In principle the Enlarged Board ruled that disclaiming the surgical embodiments was allowable but that the overall patentability of any such claim depends on all the requirements of the EPC and the usual conditions for the allowability of disclaimers set out in Decisions G1/03 and G2/03 (see box overleaf). Similarly, the Enlarged Board ruled that, in principle, a claim could be amended to omit a surgical step but that this amendment would also need to satisfy all the requirements of the EPC.
We expect the EPO to be strict in examining patent applications for inventions associated with surgical procedures. The key question is likely to be whether the surgical step is an essential element of the invention. This of course raises the old question of what is "the invention". In Europe, this is probably best answered by considering the test for an inventive step.
Under the problem-and-solution approach to the assessment of inventive step as used by the EPO, an inventive step involves a solution to a technical problem which results in a new and unexpected technical effect. Accordingly, for any new system the first step is to identify novel features which may satisfy the requirement for an inventive step. For these novel features, there are three different scenarios:
(1) The novel feature does not involve surgical step;
(2) The novel feature may involve a surgical step; and
(3) The novel feature must involve a surgical step.

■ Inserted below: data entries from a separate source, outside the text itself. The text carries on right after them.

PR #4502, opened 2026-08-11
fix: cleaning

tikhanovichA:
## What's Changed

- Updated class.TaoTranslate.php (what taoTranslate.php runs):
- Fixed the $de-AT warning — '${$language}' was PHP variable-variable syntax; it’s now '{$language}'.  Missing PO no longer aborts — err(..., true) became a non-fatal err(...) plus continue, so compileAll warns and moves on to the next locale.

Also clean extra tao folder after bad releasing


scripts/class.TaoTranslate.php
```diff
@@ -1502,10 +1502,11 @@ public function actionCompile()
                         "JavaScript compiled translations for extension '{$extension}' with '{$language}' written."
                     );
                 } else {
+                    // ponytail: missing locale dirs (e.g. empty/stub) — warn and skip so compileAll keeps going
```
bartlomiejmarszal, line 1505: Why is this here?

PR #4537, opened 2026-09-10
fix: restore Crowdin locale language for RDF PO sync after pluralization

tikhanovichA:
## Ticket:
1. POFileReader  has flipped the order of steps
Before: set targetLanguage on the file first, then addTranslationUnit()
After: addTranslationUnit() first, then set targetLanguage on the file.
addTranslationUnit() copies the file language onto each unit at add time

2. $triple->lg = $tu->getTargetLanguage(); this value is always set to en-US
Crowdin puts the translated text in the right folder (locales/hu-HU/…), but the PO metadata still says targetLanguage: en-US.

TAO already knew that. Old POFileReader had a workaround.
Now its:

1. Crowdin sets fake targetLanguage: en-US.
2. Env update runs OntologyUpdater -> RdfPack reads those POs.
3. After [PR #4513](https://github.com/oat-sa/tao-core/pull/4513), units are created before the folder-name fix runs -> each unit keeps default en-US.
4. RdfPack stores $tu->getTargetLanguage() -> DB gets Hungarian/Japanese/Chinese strings tagged as en-US.

## What's Changed
- Regression from #4513 / AUT-4679
- Crowdin `targetLanguage: en-US` + unit-before-language order
- Code fix + migration cleanup + sync
- Irreversible migration `down`

Before:
image

After:
`[notice] Deleted 4831 polluted en-US RDF literals and synced models
[warning] Migration oat\tao\migrations\Version202609101019002234_tao was executed but did not result in any SQL statements.
[notice] finished in 4328.1ms, used 44M memory, 1 migrations executed, 0 sql queries`
image

## Summary by CodeRabbit

* **Bug Fixes**
  * Improved PO translation imports to correctly apply languages from file headers and locale folders, including plural entries.
  * Ensured RDF translation data uses the configured language consistently.
  * Corrected existing RDF labels and comments that were incorrectly tagged as `en-US`.

* **Data Maintenance**
  * Added a database migration to clean up affected translation metadata in batches.

### DIFF
--- a/migrations/Version202609101019002234_tao.php
+++ b/migrations/Version202609101019002234_tao.php
@@ -1,0 +1,95 @@
+<?php
+
+declare(strict_types=1);
+
+namespace oat\tao\migrations;
+
+use Doctrine\DBAL\Schema\Schema;
+use oat\generis\model\OntologyRdfs;
+use oat\oatbox\reporting\Report;
+use oat\tao\scripts\tools\migrations\AbstractMigration;
+use oat\tao\scripts\update\OntologyUpdater;
+
+/**
+ * Fix Crowdin RDF translations wrongly stored as en-US after pluralization PO reader regression.
+ *
+ * phpcs:disable Squiz.Classes.ValidClassName
+ */
+final class Version202609101019002234_tao extends AbstractMigration
+{
+    private const DELETE_CHUNK_SIZE = 500;
+
+    public function getDescription(): string
+    {
+        return 'Remove RDF label/comment triples wrongly tagged as en-US and re-sync ontology locales'
+            . ' (irreversible down)';
+    }
+
+    public function up(Schema $schema): void
+    {
+        $deleted = $this->deleteWronglyTaggedEnUsRdfLiterals();
+        OntologyUpdater::syncModels();
+
+        $this->addReport(Report::createSuccess(
+            sprintf('Deleted %d polluted en-US RDF literals and synced models', $deleted)
+        ));
+    }
+
+    public function down(Schema $schema): void
+    {
+        $this->addReport(Report::createInfo(
+            'Irreversible: polluted en-US RDF literals were deleted; re-sync after code fix if needed'
+        ));
+    }
+
+    private function deleteWronglyTaggedEnUsRdfLiterals(): int
+    {
+        $rows = $this->connection->fetchAllAssociative(
+            'SELECT id, subject, predicate, object, l_language
+             FROM statements
+             WHERE predicate IN (?, ?)
+               AND (l_language = ? OR l_language IS NULL OR l_language = ?)',
+            [
+                OntologyRdfs::RDFS_LABEL,
+                OntologyRdfs::RDFS_COMMENT,
+                'en-US',
+                '',
+            ]
+        );
+
+        $baselines = [];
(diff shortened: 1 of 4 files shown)


migrations/Version202609101019002234_tao.php
```diff
@@ -0,0 +1,95 @@
...
+            if ((string) ($row['l_language'] ?? '') !== 'en-US') {
+                continue;
+            }
+
+            $object = (string) $row['object'];
+            $key = $row['subject'] . "\0" . $row['predicate'];
+            $hasNonAscii = (bool) preg_match('/[^\x00-\x7F]/u', $object);
+            $differsFromBaseline = isset($baselines[$key]) && $baselines[$key] !== $object;
+
+            if ($hasNonAscii || $differsFromBaseline) {
```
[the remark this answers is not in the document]
tikhanovichA: We're keeping the current heuristic and an irreversible down() on purpose.

Why not exact locale-file matching
Pollution is wrong en-US RDF rdfs:label / rdfs:comment triples left by Crowdin POs that claimed targetLanguage: en-US while living under other locale folders. The reliable signals in the DB are: non-ASCII object text under en-US, or en-US text that differs from the empty-lang baseline for the same subject+predicate. Scanning installed locale PO files at migration time would be slower, environment-dependent (which extensions/locales are present), and easy to get out of sync with what was actually imported earlier. Delete + OntologyUpdater::syncModels() reimports from the fixed reader instead.

Why not snapshot + restore in down()
Restoring the deleted rows would put the bad en-US pollution back. The safe rollback path is: keep the PO reader / RdfPack fix and re-run ontology sync if needed—not reinsert wrongly tagged literals. So down() reports irreversible by design.

Deletion criteria (unchanged)
For rdfs:label / rdfs:comment only, delete when l_language = 'en-US' and either:

object contains non-ASCII, or
an empty-lang baseline exists for the same subject+predicate with a different object.
Paging by id is only a memory/perf change; behavior of what gets deleted stays the same.

kilatib (approved):
- [x] Changelog is updated according to changes (if applicable)

KirylHatalski (approved):

jebersole (approved):
Looks good! The root item is called Item now.

migrations/Version202609101019002234_tao.php
```diff
@@ -0,0 +1,136 @@
...
+                }
+            }
+
+            if ($idsToDelete === []) {
+                continue;
+            }
+
+            $placeholders = implode(',', array_fill(0, count($idsToDelete), '?'));
+            $this->connection->executeStatement(
+                "DELETE FROM statements WHERE id IN ({$placeholders})",
```
wazelin, line 105: _nitpick_
feel free to ignore, as these queries are anyway wrapped into a transaction by the migration mechanism.

This set of queries can be made into a single delete query instead if we collect all $idsToDelete, and then execute this query after the while loop.

Karol-Stelmaczonek (approved):

migrations/Version202609101019002234_tao.php
tikhanovichA: Thanks
I’d rather keep the deletes inside the loop though. We’re paging by id so we don’t load everything at once, and collecting all the ids first would kind of undo that.

PR #4540, opened 2026-09-10
fix: NYSED-40 load DotEnv values into getenv

bartlomiejmarszal:
## Summary

- update `DotEnvReader` to use `Dotenv::usePutenv()` so loaded variables are available via both `$_ENV` and `getenv()`
- keep constructor typed (`string $envFile = ''`) and add strict types declaration
- add unit test `DotEnvReaderTest` covering `$_ENV` + `getenv()` population from a temporary `.env` file

## Why

Runtime components that read environment variables through `getenv()` were not seeing values loaded by `DotEnvReader`.

## Validation

- added focused PHPUnit unit test: `test/unit/model/mvc/DotEnvReaderTest.php`


bartlomiejmarszal:
Scope clarification: this PR is intended to cover only DotEnvReader behavior.\n\nIntended files for review:\n- models/classes/mvc/DotEnvReader.php\n- test/unit/model/mvc/DotEnvReaderTest.php\n\nAny media/DirectorySearchQuery context is unrelated to this change scope.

In scenarios (1) and (2), it should be possible to avoid or overcome a "treatment by surgery" objection with a well-drafted specification. Particular care should be taken when drafting the specification to identify the technical problem being addressed and the solution to that technical problem. Care should also be taken not to include any wording which may imply that a surgical step is either essential to the solution or may form part of the solution. In scenario (2), care should be taken to give examples not involving a surgical step and to provide basis for a disclaimer in case that should be necessary.
In scenario (3), patent protection will be difficult to achieve. Nevertheless, given that the Enlarged Board has suggested that the term "treatment by surgery" may not cover safe and routine invasive techniques, thought should be given to different ways of performing the surgical step and whether it is arguable that any of those ways does not constitute "treatment by surgery".